> Work task
Search the entries for the word "yaml" and copy each line that has it.

Collected data entries:
PR #6340, opened 2023-02-20
Avoid openTSNE 0.7.0 due to segfaults

markotoplak:
##### Issue
Tests fail after the new openTSNE release.

### DIFF
--- a/conda-recipe/meta.yaml
+++ b/conda-recipe/meta.yaml
@@ -57,7 +57,7 @@ requirements:
     - python-louvain >=0.13
     - requests
     - matplotlib-base >=3.2.0
-    - openTSNE >=0.6.1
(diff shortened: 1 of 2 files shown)


markotoplak:
Thanks @noahnovsak for finding the issue. @pavlin-policar, perhaps check what went wrong in openTSE?

pavlin-policar:
Oh, I've tracked down the bug and fixed it before releasing 0.7.1. It wasn't a segfault, but a memory error, which occurred due to a minor change in one the approximation schemes. The entire problem arises because we try to embed points with identical feature values, e.g., in titanic. This is a pretty unusual use-case and wasn't covered in my openTSNE tests. It should be covered now.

> Expected answer
--- a/conda-recipe/meta.yaml
+++ b/conda-recipe/meta.yaml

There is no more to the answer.